There ya' go :thumbsup:

It also helps to step back a bit when it comes to ebay. While collectors and racers tend to be extremely picky about all things pertaining to their respective corners of the HO world, to most these are stupid little toy cars. The hodge-podge ebay seller sees a few cars go ballistic and jump on the fact that there's fools out there paying big dollars for this stuff. They do minimal research through ebay and mimic what they find. Kinda like Beanie Babies with wheels when ya think about it, at least to them. Should they try harder? Well......no, not really. How many on here are quick to post about finding a gem in a $5 flea market box lot. No one's telling those sellers to get an education, eh? 

This isn't to say there aren't some outright crappy buyers and sellers, but unless the issues at hand are decided in a court of law, we're stuck with the law of ebay and that's the choice every buyer and seller makes when they participate on the site.

Speaking of crappy ebay'ers, this guy VJ's mentioned looks to have a recent history (since May, go figure) of pulling this "shipping too expensive" line.
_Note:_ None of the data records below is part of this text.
PR #732, opened 2026-01-26
fix(challenge): synchronize challenges status logic Show solution and Finalize methods (#35)

Ilmira83:
This PR introduces the solutions of the task # 30 
https://github.com/IT-Academy-BCN/ita-challenges/issues/30

Sub-task # 35 
https://github.com/IT-Academy-BCN/ita-challenges/issues/35

Includes following changes:
- Added translation mapping for the SUBMITTED_INCOMPLETE status in i18n json files so now it is correctly set and displayed in both Challenge Details and Challenges List (Show solution btn).

- Added loadUserSolutionStatus() call in onSolutionAccepted() method (challenge-header.component.ts) in order to display correctly  the SUBMITTED_COMPLETE status after the challenge was Finished.

- Created new modal ShowSolutionModal that handles the logic behind the “Show solution” button by informing the users and allowing them to confirm or cancel the action.  

- The necessary translations for the ShowSolutionModal were included in i18n json files.

- Unit tests were accordingly updated and added.


Arnau-66 (approved):
Verified. The challenge status is now shown correctly after finishing, and the new confirmation modal clearly informs users that viewing the solution disables further edits. The behavior matches what was discussed in the original ticket and works as expected.

vaniaferreresteban (commented):
Hi! 

The code narrowly adress the problems and it solves them right, however i feel the scope is a bit unclear because the spected behavior of the state in progress is to not show the official solution ( and this is out of scope) and we have some duplicated checks because of that reason.

I've been working to align the logic between our PRs, and here are my conclusions:
### ❌ Request Changes
**1. Functional Regression**
The current conditional in [loadUserSolutionData](cci:1://file:///a:/Documents/Dev/ITAcademy/angular-java/ita-challenges-frontend/src/app/modules/challenge/components/challenge-info/challenge-info.component.ts:139:2-158:3) (based only on `match !== undefined`) is causing the official answer to be revealed prematurely, it's not the expected behavior to the backend state.
I understand that `solutionSent` returning `true` is technically semantically correct (the drafted solution *is* sent), but using it directly to control visibility creates this bug.
**2. Proposed Solution**
We can fix the behavior by adding the status check (using imported `SolutionStatus`) at line challanges-info.component.ts 152 :
```typescript
if (match !== undefined && match !== null && 
   (match.status === SolutionStatus.ENDED || match.status === SolutionStatus.SHOW_SOLUTION))
```

This fixes the bug immediately and avoids duplicade code with my PR making mine unnecessary. Although it makes solutionSent semantically confusing (returning false even if a draft was sent).

3. Alignment & Tech Debt

Pros: Using the SolutionStatus enum aligns with ChallengeHeader and brings us closer to a standardized model.
Cons: This logic still duplicates the fetch found in ChallengeHeader, creating "duplicated sources of truth" (Tech Debt) as i've also recieved by Ivan in my PR. 

Conclusion: I would add the Status check here to fix the visibility bug. This invalidates the need for my separate implementation in feature/44 since this code will cover it without any extra variables, and we can address the centralization/tech-debt in a future refactor.

vaniaferreresteban (approved):

vaniaferreresteban:
As we discussed at discord; we're going to advance and continue with the centralize refactor in a future, so let's just advance for now

ivilarop (approved):

PR #741, opened 2026-02-04
feat(frontend): 1.Migrate solution submission and retrieval to Challenge (#108)

anaberod:
## 🧩 Context

This PR migrates all solution-related frontend calls from the **User** microservice to the **Challenge** microservice, aligning the frontend with the current domain ownership and backend migration strategy defined in issue #95.

The frontend now interacts exclusively with the `SubmissionController` in Challenge for both **submission actions** and **user solution retrieval**.

---

## 🔧 What’s included

- 🔁 **Solution submission migrated**  
  SAVE / SUBMIT / GIVE_UP actions now call Challenge submission endpoints.

- 📥 **User solution retrieval migrated**  
  User submissions are fetched via Challenge endpoints instead of User.

- 🧹 **Legacy User endpoints removed from frontend**  
  No calls remain to:
  - `/user/solution`
  - `/user/users/{userId}/solutions`

- ⚙️ **Environment configuration updated**  
  Frontend environment variables now point to Challenge submission paths.

---

## 🧪 Evidence (Chrome DevTools – Network)

The migration was verified using **Chrome DevTools → Network → Fetch/XHR**.

Observed request example:
image

PR #771, opened 2026-02-21
fix(challenge) route edited in environment to meet real endpoint 

### LINKED ISSUE #233: [FE] Fix for solution submission and retrieval
# 📍Context 

During a migration in task #108  the route needed to be updated to appoint at new challenge microservice endpoint .
Accidentally creating the url, concatenating strings a `/` was missing causing an error when trying to submit or retrieve solutions. 

## 🔍Scope

- Avoid further delays in other tasks since the problem affects the usability of the product and the development process
- Prevent other errors in future calls to same endpont changing the string in environment

## ✅DoD
The get and post functions related to this service work and appoint to the correct endpoint

## ❌Out of Scope

- Changing the functions and how they manipulate response
- Create more environment variables for this endpoint

JungleGiu:
# 📍Context
In a previous PR  #741 
the migration of challenge submission and retrieval was executed but due to a typo in the route the calls returned a `404 -route not found` error .

## ✅What's done
The bug was fixed by adding a `/` in the same environment variable appointing to challenge user submission to avoid further problems in all requests involved

- `environment.ts`   `BACKEND_ITA_CHALLENGE_USER_SUBMISSIONS` variable
- `environment.prod.ts`  `BACKEND_ITA_CHALLENGE_USER_SUBMISSIONS` variable

## 🔍Proof

- Is it now possible to submit solutions to challenges
Screenshot 2026-02-22 alle 11 04 08

- The requests both return 200 status and appoint to the correct endpoint

Screenshot 2026-02-22 alle 11 03 44
Screenshot 2026-02-22 alle 11 04 02

- All tests pass

Screenshot 2026-02-22 alle 11 06 28


Arnau-66 (approved):
Changes look minimal and correct: updated the user submissions endpoint in both environments and added the corresponding changelog entry.
Everything looks good to me

Carlos-Martorell (approved):
Nice catch on the trailing slash! 

The fix looks good — applied correctly to both `environment.ts` and `environment.prod.ts` to keep them in sync.

Approved!

ivilarop (approved):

Maybe a communication breakdown, maybe not....who knows? But Jimmy, you really should watch how far you badmouth this guy. You aren't protected by our good old Constitution in Belgium...again something that none of us would tend to think about. In fact, maybe he's pushing your buttons for a bigger reason. :freak:

All in all, just more reasons I prefer real-world transactions.


----------



## WesJY (Mar 4, 2004)

Montoya1 said:


> Is that not also the guy who cuts up Patto decals and sells them on with a big markup?


yes that's him !!! he is a prick! had a argument with him at a Maryland slot car show back in 2000.. 

Wes


----------



## martybauer31 (Jan 27, 2004)

I totally hear what you are saying Swamper, but I don't see anything wrong with a bad trader list as well as a good one. As long as someone can stick to the facts of how their transaction went wrong, and avoid being slanderous, it should be ok.
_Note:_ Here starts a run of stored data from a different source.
PR #775, opened 2026-02-23
PR 3/4 Update the frontend api client path to use the new get favorites endpoint and ensure no connections are lost (#202)

polserrano8:
📝 Description
Implementation of the frontend consumer migration for the Favorites GET endpoint path. This PR updates the frontend getUserFavorites() client call to use the new User-subresource contract (/user/users/{userId}/favorites) instead of the legacy userinteraction/favorites GET path.

This PR only changes the frontend GET favorites URL construction and the related unit test expectation. It does not change UI behavior, auth handling, Favorites business logic, or POST/DELETE favorites flows.
🔧 Technical Details
Path Change (implemented):

Legacy GET path:
GET /itachallenge/api/v1/userinteraction/favorites/{userId}

New GET path:
GET /itachallenge/api/v1/user/users/{userId}/favorites

Frontend Changes:
[challenge.service.ts](https://file+.vscode-resource.vscode-cdn.net/c%3A/Users/polse/.vscode/extensions/openai.chatgpt-0.4.76-win32-x64/webview/#):
Updated getUserFavorites() URL composition to the new endpoint path.

[challenge.service.spec.ts](https://file+.vscode-resource.vscode-cdn.net/c%3A/Users/polse/.vscode/extensions/openai.chatgpt-0.4.76-win32-x64/webview/#):
Updated the expected URL in the getUserFavorites() unit test to match the new route.

[environment.ts](https://file+.vscode-resource.vscode-cdn.net/c%3A/Users/polse/.vscode/extensions/openai.chatgpt-0.4.76-win32-x64/webview/#):
Updated the favorites route base constant from the legacy userinteraction path to the new /user/users base.

Config Alignment (required for production builds):
[environment.prod.ts](https://file+.vscode-resource.vscode-cdn.net/c%3A/Users/polse/.vscode/extensions/openai.chatgpt-0.4.76-win32-x64/webview/#) should expose the same constant name used by the service (BACKEND_USER_USERS_FAVORITES) with value /user/users.


src/environments/environment.prod.ts
```diff
@@ -5,7 +5,8 @@ export const environment = {
   appVersion: version,
   BACKEND_ITA_CHALLENGE_BASE_URL: '/itachallenge/api/v1',
   BACKEND_ITA_CHALLENGE_SOLUTION: '/challenge/solution',
-  BACKEND_ITA_CHALLENGE_USER_SUBMISSIONS: '/users/',
+  BACKEND_ITA_CHALLENGE_USER_SUBMISSIONS: '/users',
```
JungleGiu: This route it's out of your PR scope and was a fix to a solved bug I implemented this week successfully 
https://github.com/IT-Academy-BCN/ita-challenges-frontend/pull/771
Please change it back

src/environments/environment.ts
```diff
@@ -5,7 +5,8 @@ export const environment = {
   appVersion: version,
   BACKEND_ITA_CHALLENGE_BASE_URL: '/itachallenge/api/v1',
   BACKEND_ITA_CHALLENGE_SOLUTION: '/challenge/solution',
-  BACKEND_ITA_CHALLENGE_USER_SUBMISSIONS: '/users/',
```
JungleGiu, line 8: same here

JungleGiu (changes requested):

src/environments/environment.prod.ts
polserrano8: Sorry you're right my mistake!

src/environments/environment.ts
polserrano8: Again my mistake sorry!

polserrano8 (commented):
I've cleared the inconsistencies I had. Please review that the submission is correct now. Sorry for the rework!

JungleGiu (approved):
If the return type of the call is correct then everything is ok

zanlamar (changes requested):
Hello @polserrano8 ! 

✔️ All tests passing
✔️ All seem to be working locally after Giu's changes

🛑 Please check with backend collegues if versioning update of package.json, env. and changelog is needed. I think this change is relevant enough to add it. Even if afterwards the versioning will be changed, it is a good practice to always doing it and keeping it in mind.

🛑 Not a requested change, but I'd name shorter the branch and will not include the character # at the beggining. Check the project guidelines or other existing branches from previous iterations to ensure no problems with terminal checkout ignoring the branch due to # : https://tree.taiga.io/project/luisvi-ita-challenges/wiki/pr-taiga-worflow

Thank you!

JungleGiu (changes requested):
You should also update the versioning files according to documentation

I collect Hot Wheels from time to time as well, and most of the boards have a dedicated list with folks to "avoid" trading with. If sharing your misfortunes can save one other person from dealing with the same crap then it was worth it.
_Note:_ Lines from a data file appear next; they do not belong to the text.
PR #781, opened 2026-03-11
feat (challenge) deleteChallenge function added to challenge service #249

### LINKED ISSUE #249: [FE] Create deleteChallenge function in challenge Service
# 📍Context
The challenge service is the existing layer responsible for all API communication related to challenges. Currently there is no method to handle challenge deletion, so any component that needs to trigger this action has no service-level support to do so.

## 🏁 Objective
Create a deleteChallenge(id) method inside the challenge service that sends the appropriate HTTP DELETE request to the API and returns the response, making it reusable across any component that may need it.

## 🔧 Necessary Changes

- Add deleteChallenge(id: string) method to the challenge service
- Connect it to the correct API endpoint
- Handle and return both success and error responses properly
- Add any necessary types or interfaces if not already defined

## ❌ Out of Scope

- UI changes of any kind
- Calling or injecting the service into any component (covered in #252)
- Error handling at the component level
- Any changes to the API itself

JungleGiu:
# 📍Context
## [Related subissue](https://github.com/IT-Academy-BCN/ita-challenges/issues/249)
In this task [As a mentor, I can to delete a challenge]( https://github.com/IT-Academy-BCN/ita-challenges/issues/12)
we are aiming to create a new functionality for the authenticated mentor user, who could be capable of delete a challenge from the DB.
After considering the possible consequences in the way data is related the team decided to proceed and the function appointing to the existing endpoint `DELETE /itachallenge/api/v1/challenge/challenges/{challengeId}` was created in the challenge service

## ✅ What's done
- `deleteChallenge()` function was created in `challenge.service.ts` with appropriate error handling
- test coverage is been added for he new function

## 🔍 Proof
Screenshot 2026-03-11 alle 09 38 42

### Notes
The function is still not being called since this would be out of scope for this subissue, but the integration in the challengeForm component is next. to come in https://github.com/IT-Academy-BCN/ita-challenges/issues/252

> [!warning]
> During the solution of this issue a larger scope was identified to be necessary as the limitation of role must be managed by backend to guarantee edit and delete action can be executed only by users with an admin role. [Tech debt issue](https://github.com/IT-Academy-BCN/ita-challenges/issues/244) was produced and the role limitation will be handled securely frontend and backend side


otrocadev (approved):

polserrano8 (approved):
No he visto nada que me rechine en el código y la IA tampoco ha dado cosas a corregir que sean en este scope. Buen trabajo :)

src/app/services/challenge.service.ts
```diff
@@ -280,4 +280,21 @@ export class ChallengeService {
     )
   }
 
+  deleteChallenge(challengeId: string): Observable<any> {
+    const url = `${environment.BACKEND_ITA_CHALLENGE_BASE_URL}${environment.BACKEND_ALL_CHALLENGES_URL}/${challengeId}`
+    const headers = {
+      'Content-Type': 'application/json',
+      ...this.authService.getAuthHeaders()
```
ivilarop, line 287: The DELETE endpoint for challenges in back doesn't validate the user's role. An issue needs to be created to secure it. Have you discussed this with the back-end developers?

CHANGELOG.md
```diff
@@ -4,6 +4,11 @@ The format is based on [Keep a Changelog](https://keepachangelog.com/en/1.0.0/),
 and this project adheres to
 [Semantic Versioning](https://semver.org/spec/v2.0.0.html).
 
+### [ita-challenges-frontend-3.35.0-RELEASE] - 2026-03-11
```
ivilarop: In the project, we're using UNRELEASED for functionality that isn't fully integrated yet. Can you update the CHANGELOG from RELEASE to UNRELEASED since the method isn't being called from any component yet?

package.json
```diff
@@ -1,6 +1,6 @@
 {
   "name": "ita-challenges-frontend",
-  "version": "3.34.0-RELEASE",
+  "version": "3.35.0-RELEASE",
```
ivilarop: leave the current version

conf/.env.CI.dev
```diff
@@ -1,2 +1,2 @@
 MICROSERVICE_DEPLOY=ita-challenges-frontend
-MICROSERVICE_VERSION=3.34.0-RELEASE
+MICROSERVICE_VERSION=3.35.0-RELEASE
```
ivilarop: leave the current version

ivilarop (changes requested):

CHANGELOG.md
JungleGiu: I'll change it right away

src/app/services/challenge.service.ts
otrocadev: Hello Ivan, we have talked about that. Our approach is that the user won't be able to use this endpoint if it is not a mentor. That's becaouse the form where the button for action will be is already in the same page as the form editing. So technically the approach is the same as now with thye editing permisions.

ivilarop: I understand the reasoning, but UI-based security isn't enough. Any user could directly call the DELETE endpoint without going through the form, for example, from Postman or curl. Role validation needs to be on the back end, regardless of what the front end does. Since the back end hasn't identified this need, it would be good to bring it to their attention so they can create a technical debt.

ivilarop (changes requested):

src/app/services/challenge.service.ts
JungleGiu: Yes we discussed the issue and since the ui of editing it's only accessible from a admin role, we talked about maintaining the same functionality. However I understand a more solid approach is recommended, I suggest to put a limitation in the next task , where we can verify the user role before triggering this function, that should be as abstract as possible in case of future backend role limitation implementations.

JungleGiu: Totally agree, i'll bring this issue to the attention of backend team

otrocadev: Should we also approach how this is handled with the edit process? I think the permissions and implications should be the same as the user role that shold be able to perform the action is the same.
 
We can see if this is already considered on the edit action of the same form so we can either repply the approach with the delete permission or to either make also a tech debt on this case scenario as well.

carlosPc1987:
I’ve added the tech debt in the link after reviewing the conversation. 



Technical debt created
Backend role validation for the DELETE challenge endpoint is now tracked as technical debt:

https://github.com/orgs/IT-Academy-BCN/projects/26/views/11?pane=issue&itemId=164773797&issue=IT-Academy-BCN%7Cita-challenges%7C263     

Once the version and CHANGELOG updates are done, this PR is good to merge from my side.

Great work, everyone

carlosPc1987 (approved):
good work ! approve

src/app/services/challenge.service.ts
ivilarop: In the pull request description, you should indicate the current problem: a user registered with the user role, if they switch to the user role, can edit/delete challenges and indicate the resulting technical issues. Regarding the technical issues, it should be specified that it is necessary to control, both front-end and back-end, that only users registered with the admin role in the database can edit/delete challenges.

ivilarop (changes requested):

src/app/services/challenge.service.ts
JungleGiu: Pull request updated to include tech debt and technical issues

ivilarop: Okay, thanks! Well done. When we deploy it, it would be good to explain to Luis during the demo that a student with user privileges can switch to admin and edit/delete challenges. You can close conversation

CHANGELOG.md
```diff
@@ -4,6 +4,10 @@ The format is based on [Keep a Changelog](https://keepachangelog.com/en/1.0.0/),
 and this project adheres to
 [Semantic Versioning](https://semver.org/spec/v2.0.0.html).
 
+### [ita-challenges-frontend-3.35.0-UNRELEASED] - 2026-03-11
```
ivilarop: Shouldn't it be within a release section? In the last PR file we merge for this task, you should already include the release.

ivilarop (changes requested):

CHANGELOG.md
JungleGiu: Changes applied to changelog to unify to same release the last updates from the task

otrocadev: Till the last task https://github.com/IT-Academy-BCN/ita-challenges/issues/252, the full implementation of the feature will not be implemented working, should we update it to be a RELEASE before that?

ivilarop (approved):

Stick to the facts, avoid the name calling, no problem.

Just another reason i'd love to see guys here offer their slot car stuff up here first before posting straight to ebay.


----------



## Bill Hall (Jan 6, 2007)

*Economy of motion*

I'll have to disagree on the goodlist idea. When driving down the ebay highway; I wanna know where the potholes and "troll booths" are so I can avoid them by swerving into oncoming traffic and mowing down some optimists while I'm at it!

...I already know how great ebay thinks the road is...I'm more interested in actual driving impressions.


----------



## NTxSlotCars (May 27, 2008)

Well, Jim, to make a menz with this guy, why not offer him an original tjet chassis as a peace offering, and send him this...:wave:








You got it from a friend at an estate auction. It's very rare and all original except for the missing wing. He can _*buy it now *_for $250.


----------



## coach61 (Sep 6, 2004)

Little paranoid are we? everyone is entitled yto his/her opinion as long as its such. No one in Belgium is going to have VJ extridited so he can sue him for slander.. I love Yanks, when is the last time anyone has seen a sucessful slander case in ANY country.. thought not.. Post up the badgames, keep it clean and your observations and there is not a damm thing they can do about it.. nd try and get some sleep Guys the black car out front is not watching you.. he is there to kill you...

Dave lol.. love ya all brothers...like the little brother who borrows your car, uses all the gas, leaves burn marks in the seats and a baggie under it that the cops haul your butt to jail for...


----------



## videojimmy (Jan 12, 2006)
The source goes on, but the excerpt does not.